Morgan Advanced Materials (MTC), a business within the Morgan Ceramics Division of The Morgan Crucible Company plc., announces that it has signed an agreement, with a leading international provider of automotive mechatronic drive and pump solutions, to supply ceramic components for hybrid and electric vehicles.
The pumps will be used in a new hybrid vehicle being designed by a major vehicle manufacturer, which is scheduled for introduction in 2011. MTC is a single source supplier of the precision ground alumina shafts and bearings.
MTC is providing ceramic components for three water cooling pumps that will be used in each vehicle, including the high energy battery, the cabin heater and the power electronics loop that drives the vehicle. The pumps are designed to operate continuously, whether the vehicle is running or recharging, and ceramics offer excellent wear properties, with a much longer life than alternatives like stainless steel. Ceramic provides extremely tight tolerances and offers exceptional chemical and wear resistance, required due to the aggressive glycol coolants used. High grade alumina ceramics offer excellent corrosion properties, as well as thermal stability through a wide range of temperatures. Ceramic is also more than 2.5 times lighter than steel, resulting in additional energy efficiency benefits.

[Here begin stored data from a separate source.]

PR #14431, opened 2025-07-02
Bump version to 0.7.19

zanieb:


CHANGELOG.md
```diff
@@ -3,14 +3,55 @@
 <!-- prettier-ignore-start -->
 
 
+## 0.7.19
+
+The **[uv build backend](https://docs.astral.sh/uv/concepts/build-backend/) is now stabilized**, and considered ready for production use.
+
+The uv build backend is a great choice for most Python projects that are using uv. It has reasonable defaults, with the goal of requiring zero configuration for most users, but provides flexible configuration that allows most Python project structures. It integrates tightly with uv, to improve messaging and user experience. It validates project metadata and structures, preventing common mistakes. And, finally, it's very fast.
```
zanieb: I figure we can post elsewhere about the speed? Otherwise, we could append

 "— `uv sync` on a new project (from `uv init`) is 10-30x faster than with other build backends"

CHANGELOG.md
```diff
@@ -3,14 +3,55 @@
 <!-- prettier-ignore-start -->
 
 
+## 0.7.19
+
+The **[uv build backend](https://docs.astral.sh/uv/concepts/build-backend/) is now stabilized**, and considered ready for production use.
```
charliermarsh:
```suggestion
The **[uv build backend](https://docs.astral.sh/uv/concepts/build-backend/) is now stable** and considered ready for production use.
```

CHANGELOG.md
charliermarsh:
```suggestion
The uv build backend is a great choice for pure Python projects. It has reasonable defaults, with the goal of requiring zero configuration for most users, but provides flexible configuration to accommodate most Python project structures. It integrates tightly with uv, to improve messaging and user experience. It validates project metadata and structures, preventing common mistakes. And, finally, it's very fast.
```

charliermarsh: I'd add that last point, yeah.

zanieb: Note to self, I'd need to reflect these in https://github.com/astral-sh/uv/blob/8dc61af690047b4f87e03664e39b9666e45229b1/docs/concepts/build-backend.md#L17-L21

I want beginners to understand that it's a good choice for their projects without needing them to understand the concept of "pure Python". We do follow with that in the documentation. Maybe I should copy that note here? Or maybe I should change the release notes as you've suggested by leave the docs as-is?

zanieb: "that are using uv" is reasonable to drop, it's good for everyone :)

Issue #7643, opened 2024-09-23
`uv run --with` should not allow modifications to the `--with` environment


charliermarsh:
The `--with` dependencies use a cached environment based on the resolved dependencies. If users modify that environment, it could affect `--with` invocations in other projects.

Instead, I think we should run these commands in an empty virtual environment, with the base and `--with` environments layered atop, such that any modifications don't affect the `--with` environment.

charliermarsh:
I have a PR that "fixes" this by using a third empty env, but it doesn't fix Jupyter sadly since it seems to use whatever environment the binary is installed in.

charliermarsh:
Closed by https://github.com/astral-sh/uv/pull/14447; goes out in v0.8.

PR #14447, opened 2025-07-03
Use an ephemeral environment for `uv run --with` invocations

charliermarsh:
## Summary

This PR creates separation between the `--with` environment and the environment we actually run in.

Closes https://github.com/astral-sh/uv/issues/7643.


crates/uv/src/commands/project/environment.rs
```diff
@@ -75,34 +136,13 @@ impl CachedEnvironment {
             hash_digest(&distributions)
         };
 
-        // Construct a hash for the environment.
-        //
-        // Use the canonicalized base interpreter path since that's the interpreter we performed the
-        // resolution with and the interpreter the environment will be created with.
```
zanieb: We should retain this commentary in some form, I think.

crates/uv/src/commands/project/environment.rs
```diff
@@ -75,34 +136,13 @@ impl CachedEnvironment {
...
-        // we can canonicalize it without invalidating the purpose of the element — it'd probably be
-        // safe to just use the absolute `sys.executable` as well.
-        //
-        // TODO(zanieb): Since we're not sharing these environmments across projects, we should move
-        // [`CachedEvnvironment::set_overlay`] etc. here since the values there should be constant
-        // now.
-        //
-        // TODO(zanieb): We should include the version of the base interpreter in the hash, so if
-        // the interpreter at the canonicalized path changes versions we construct a new
-        // environment.
```
zanieb: And this todo is still valid

zanieb:
Nice, this makes sense to me. I'll give it a closer look on Monday.

crates/uv/src/commands/project/environment.rs
charliermarsh: Okay, will tweak. (I just did a clean revert of the file for simplicity.)

crates/uv/src/commands/project/environment.rs
charliermarsh: How / why would this happen?

tjni:
Thank you for digging this up and fixing it. I really appreciate it!

Issue #14425, opened 2025-07-02
thiserror `#[error(transparent)]` payloads get skipped in the source chain


oconnor663:
This is a hypothetical bug without an observed smoking gun. (I've only been able to [trigger it artificially](https://github.com/astral-sh/uv/issues/14171#issuecomment-3014580701), not with e.g. a real connection reset on the real network.) Here's some code that might be vulnerable to skipping an IO error, depending on how exactly that error is wrapped: https://github.com/astral-sh/uv/blob/87e9ccfb92e2761433bebddbdd68895de0e20abd/crates/uv-client/src/base_client.rs#L898-L908

The reason this is vulnerable is because of a bad/unexpected interaction between `thiserror`'s `#[error(transparent)]` marker and a `downcast` loop that walks the `.source()` chain. [Here's a Playground demo.](https://play.rust-lang.org/?version=stable&mode=debug&edition=2024&gist=be02dbdc58332cea46ab7b93157036fc) The `io::Error` is skipped in that case, because `transparent` _forwards_ the `.source()` call to the wrapped error (which returns `None` in that demo, but it's a problem either way) rather than returning the wrapped error itself. This is [documented behavior](https://docs.rs/thiserror/latest/thiserror/#details), though those docs don't discuss the interaction with `downcast`.

charliermarsh:
I have a change that I'll at least put up for review. We might decide against it.

konstin:
The important question is: Does reqwest actually ever gives a plain IO error, or does it return an `io::Error` with `ErrorKind::Custom` with a nested reqwest error that nests an io error? Ideally, we'd have an option in thiserror to get not the error chain without transparent, though that may not be possible with the trait casting restrictions (we could do our custom derive to replace thiseorr, but that would still clash with using anyhow/miette on the top elvels). I'd be cautious about changing our error chains too much without a strong motivation.

charliermarsh:
Couldn't reqwest return basically any of our own variants, which in turn could use a transparent IO error that we'd then miss? Like, don't we often see these as "extraction errors", which is our own variant?

oconnor663:
I have an example of what a `reqwest` error (wrapped in a tar error) looks like at the bottom of [this comment](https://github.com/astral-sh/uv/issues/14171#issuecomment-3014580701).

oconnor663:
[...]

PR #14458, opened 2025-07-04
Log the debug error trace

konstin:
For #14425. We can see the error without `error(transparent)` applied by looking at the debug representation.

### DIFF
--- a/crates/uv-dev/src/main.rs
+++ b/crates/uv-dev/src/main.rs
@@ -6,7 +6,7 @@ use std::time::Instant;
 
 use anstream::eprintln;
 use owo_colors::OwoColorize;
-use tracing::debug;
+use tracing::{debug, trace};
 use tracing_durations_export::DurationsLayerBuilder;
 use tracing_durations_export::plot::PlotConfig;
 use tracing_subscriber::filter::Directive;
@@ -68,6 +68,7 @@ async fn main() -> ExitCode {
     let result = run().await;
     debug!("Took {}ms", start.elapsed().as_millis());
     if let Err(err) = result {
+        trace!("Error trace: {err:?}");
         eprintln!("{}", "uv-dev failed".red().bold());
         for err in err.chain() {
             eprintln!("  {}: {}", "Caused by".red().bold(), err.to_string().trim());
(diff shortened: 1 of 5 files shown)


zanieb:
Should this be `trace!`?

konstin:
I changed it to a trace log.

zanieb:
Do you feel like we still need this? I think things are working better now?

konstin:
I think #14996 is a good indicator that we still need tooling to debug (network) errors.

zanieb:
What's an example of the output?

konstin:
Something that's not really represented here is that we're also showing `error(transparent)` steps that are otherwise hidden. The inner anyhow error here makes the formatting odd. 

```
TRACE Considering retry of error: Error { kind: WrappedReqwestError(DisplaySafeUrl { scheme: "https", cannot_be_a_base: false, username: "", password: None, host: Some(Domain("pypi.org")), port: None, path: "/simple/tqdm/", query: None, fragment: None }, WrappedReqwestError(Middleware(Request failed after 3 retries

Caused by:
    0: error sending request for url (https://pypi.org/simple/tqdm/)
    1: client error (Connect)
    2: dns error
    3: failed to lookup address information: Name or service not known))) }
```

In previous cases with only a generic IO error as output, I had to guess the origin of the error. Similarly, sometimes two variants on two enums have the same string representation. Having the exact derivation narrows this down, especially for error we can't reproduce locally.

The limitation is that it only works if we're in a thiserror chain, it fails when only anyhow is involved:

```
TRACE Error trace: failed to remove file `/home/konsti/projects/uv/.venv/lib/python3.13/site-packages/anyio/abc/__init__.py`: Permission denied (os error 13)
```

zanieb:
This will leak credentials from the `DisplaySafeUrl`, right?

konstin:
Good point to consider, but I don't think so?

https://github.com/astral-sh/uv/blob/4dd039208661f9aefc1500079e7f2598c435da37/crates/uv-redacted/src/lib.rs#L147-L176

zanieb:
Oh cool, thanks for checking!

Ceramic components are quieter in operation over extended periods due to their wear-resistance, which is expected to be particularly important in hybrid and electric vehicles where engines are quiet and minor noises are more noticeable. By contrast, wearing of steel shafts would likely have resulted in pits and grooves, causing vibration and noise.
The ceramic components are being manufactured in MTC's Stourport, UK facility, which produces precision ceramic components for Europe's primary manufacturer of domestic circulating pumps. MTC was selected for the project because of its expertise with precision ceramic components for specialist pump applications. MTC served as an essential development partner within the design process, providing consultation on material specifications, finishing requirements and technical features of the shafts and bearings. MTC's technical support was key to solving the design challenges associated with the pumps' small diameter shafts and bearings.
MTC is also able to use experience gained from its high volume manufacturing facility and detailed knowledge of pump applications to optimize manufacturing of the smaller ceramic components needed for the hybrid vehicle cooling pump application.
The automotive company is already reviewing other applications for these modular pumps across multiple vehicle types, from the smallest cars through commercial trucks.
Chris Paine, an application engineer with MTC, says that the company is pleased to expand its significant ceramic pump component manufacturing capabilities to this new market. "Ceramic pump components are becoming more complex as features to facilitate automated assembly lines are added to shafts and bearings." He added, "The pump containing the MTC ceramic components has gone through a rigorous trial and testing process and we are pleased that it has passed the Production Part Approval Process (PPAP), used by many automotive companies to qualify their component and process service suppliers."
MTC is actively engaged in expanding into hybrid and electric vehicles used in public transportation, including buses and trains. Discussions are underway with systems manufacturers to optimize device performance by using ceramic components. The ceramic components are also being used in a variety of other major automobile hybrid and electric automotive applications now being designed.